You may want to check your GENERIC file (if you have sources ) for the "debug" line and the paragraph below it (the WITNESS stuff iirc) and rebuild a commented-out one. Howsoever, it could also be due to a very large packages or set-of-packages having a lot of huge tarfiles to unpack.  (Another issue I may have forgotten, but less probable)


----------



## YZMSQ (Oct 26, 2011)

jb_fvwm2 said:
			
		

> Howsoever, it could also be due to a very large packages or set-of-packages having a lot of huge tarfiles to unpack.


Well, it might be the very reason leading to the quirk, I suppose. Thank you.


----------



## YZMSQ (Oct 26, 2011)

jb_fvwm2 said:
			
		

> You may want to check your GENERIC file (if you have sources ) for the "debug" line and the paragraph below it (the WITNESS stuff iirc) and rebuild a commented-out one.
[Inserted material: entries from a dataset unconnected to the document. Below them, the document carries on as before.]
PR #9241, opened 2019-07-25
Rename Mix.Tasks.Escript.Build option to `:strip_beams`

jjcarstens:
In [`Mix.Tasks.Release`](https://github.com/elixir-lang/elixir/blob/master/lib/mix/lib/mix/tasks/release.ex#L371) this option is referred to as `:strip_beams`. And even in [this modules doc](https://github.com/elixir-lang/elixir/blob/master/lib/mix/lib/mix/tasks/escript.build.ex#L34) it is referenced to look at `:strip_beams` option. However, the implementation here only uses the singular `:strip_beam` (and is the only place to do so).

This actually caused a bit of confusion in https://github.com/nerves-project/nerves/pull/443.

So this just simply changes that option and updates the doc to match how it is used elsewhere.

### DIFF
--- a/lib/mix/lib/mix/tasks/escript.build.ex
+++ b/lib/mix/lib/mix/tasks/escript.build.ex
@@ -61,7 +61,7 @@ defmodule Mix.Tasks.Escript.Build do
       Defaults to app name. Set it to `nil` if no application should
       be started.
 
-    * `:strip_beam` - if `true` strips BEAM code in the escript to remove chunks
+    * `:strip_beams` - if `true` strips BEAM code in the escript to remove chunks
       unnecessary at runtime, such as debug information and documentation.
       Defaults to `true`.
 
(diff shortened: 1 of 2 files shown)


josevalim:
Unfortunately when the option is listed, it is listed correctly though. So we need to keep backwards compatibility. We should look at both `:strip_beams` and `:strip_beam`. Please also add a todo to the code, something like this:

     # TODO: Deprecate :strip_team option

jjcarstens:
Thanks @josevalim. Commented _right_ as I put up the backwards compatibility. I just made the change to add the note as well though so this should be ready for another 👀

lib/mix/lib/mix/tasks/escript.build.ex
```diff
@@ -163,7 +163,17 @@ defmodule Mix.Tasks.Escript.Build do
     end
 
     app = Keyword.get(escript_opts, :app, project[:app])
-    strip_beam? = Keyword.get(escript_opts, :strip_beam, true)
+
+    # Need to keep :strip_beam option for backwards compatibility so
```
eksperimental:
```suggestion
    # Need to keep :strip_beam option for backward compatibility so
```
Minor nitpick. Backwards is an adverb, backward is the adjective

jjcarstens: Touché. Lol. I’ll change it

jjcarstens: Changed

josevalim:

Howsoever, it could also be due to a very large packages or set-of-packages having a lot of huge tarfiles to unpack.  (Another issue I may have forgotten, but less probable)


One more question: Do you mean pkg_add is unpacking the tarfiles while downloading, even if the process of download hasn't completed? :r


----------



## da1 (Oct 26, 2011)

No, that's done AFTER the download is complete.


----------



## Beastie (Oct 26, 2011)

But I doubt pkg_add would be wasting so much CPU time unpacking as it's the job of bsdtar.


----------



## da1 (Oct 27, 2011)

Spot on.


----------



## YZMSQ (Oct 27, 2011)

Beastie said:
			
		

> But I doubt pkg_add would be wasting so much CPU time unpacking as it's the job of bsdtar.


Yep. When I'm with 8.2, pkg_add works like a charm without such a high CPU usage, indeed.


----------



## YZMSQ (Oct 27, 2011)

So, is this a problem encountered by me only? Well, I upgrade my box to 9.0 RC1 via the freebsd-update utility rather than source or CD-ROM.


----------



## AVL (Oct 27, 2011)

YZMSQ said:
			
		

> So, is this a problem encountered by me only? Well, I upgrade my box to 9.0 RC1 via the freebsd-update utility rather than source or CD-ROM.



I've noticed this problem as well, in a fresh install of 9.0-RC1 i386 in a VirtualBox VM. [cmd=]pkg_add -r xorg[/cmd] never completes because pkg_add is hanging with 100% CPU.


----------



## overmind (Nov 3, 2011)

I understand you have a high CPU usage but the process is faster?

I ask that because bsdtar only uses one Core of the CPU.

I for example would like a higher CPU usage but a faster time for adding packages.

Still, in your case chances are to be a bug or a debug option enabled in Kernel.


----------



## YZMSQ (Nov 4, 2011)

overmind said:
			
		

> I understand you have a high CPU usage but the process is faster?
> 
> I ask that because bsdtar only uses one Core of the CPU.
> 
> ...


Hi, the CPU in my box has one Core only, and, the high CPU usage seems no effect on the performance of the process, as I see.


----------



## YZMSQ (Nov 14, 2011)

Hi, all, after changing my PACKAGESITE from my previous one to this mirror site, the quirk described above has passed away, so strange. Well, maybe it's the specific mirror that accounts for this high CPU usage?


----------



## YZMSQ (Nov 14, 2011)

Well, I've no idea what happened, but the problem described above is missing, to my surprise (Maybe the modify from packages-9-current to packages-9-stable accounts for it?).


----------